The way out of that lacuna was for (1) the fiscal authority to step into the breech and borrow money from the newly risk-averse, putting it to work to recapitalize the banking system and on Main Street in support of aggregate demand; and for (2) the monetary authority to drive the interest rate on money to zero and promise to hold it there for an extended period, making holding cash very painful while reducing uncertainty, re-exciting investors' risk appetite.
Bottom Line
Fiscal and monetary authorities around the world have done exactly that over the last year, and since April, in the words of the G-20, it has "worked." Well, at least on Wall Street, where risk appetite is in full bloom. Whether or not that renewed risk appetite finds its way to Main Street is the key question beyond the immediate horizon.

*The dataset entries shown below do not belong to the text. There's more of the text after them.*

Issue #1575, opened 2017-03-13
Incrementing XMLDocument::LatestVersion causes testStaticOptimization failure


tkuchida:
### To reproduce
- In `XMLDocument.cpp`, change `LatestVersion` from 30513 to 30514
- Run testStaticOptimization

### Expected result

We here at PIMCO think it will, but only in a muted way, not a big-V way. We also recognize, however, that markets can stray quite far from "fundamentally justified" values, if there is a strong belief in a friendly convention, one with staying power. And right now, that convention is a strong belief in a very friendly Fed for an extended period. Thus, the strongest case for risk assets holding their ground is, ironically, that the big-V doesn't unfold, because if it were to unfold, it would break the comforting conventional presumption of an extended friendly Fed.
Simply put, big-V'ers should be wary of what they wish for. U'ers, meanwhile, must be mindful of just how bubbly risk asset valuations can get, as long as non-big-V data unfold, keeping the Fed friendly. But that's no reason, in our view, to chase risk assets from currently lofty valuations. To the contrary, the time has come to begin paring exposure to risk assets, and if their prices continue to rise, paring at an accelerated pace.